= RECORDS FOR PROCESSING =
PR #619, opened 2020-04-28
Tracing Infrastructure

kvark:
Closes #289
Downstream changes: https://github.com/gfx-rs/wgpu-rs/pull/291 https://github.com/gfx-rs/wgpu-native/pull/17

= WHAT YOU WILL DO =
Once the records are read, print each of them exactly as written.

= WRITTEN RESPONSE =
PR #619, opened 2020-04-28
Tracing Infrastructure

kvark:
Closes #289
Downstream changes: https://github.com/gfx-rs/wgpu-rs/pull/291 https://github.com/gfx-rs/wgpu-native/pull/17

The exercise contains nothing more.